*Exercise goal*
Counting from the line that holds "This does it", return each line exactly, through and including the last line of the entries.

(Items from a data source)
###

PR #1462, opened 2024-06-19
chore: Add strip symbols script

PhilippeWeidmann:
I've been stripping manually symbols for several release.
This does it automatically for release builds.


adrien-coye (approved):
Perfect 🤝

###

*Task response*
This does it automatically for release builds.


adrien-coye (approved):
Perfect 🤝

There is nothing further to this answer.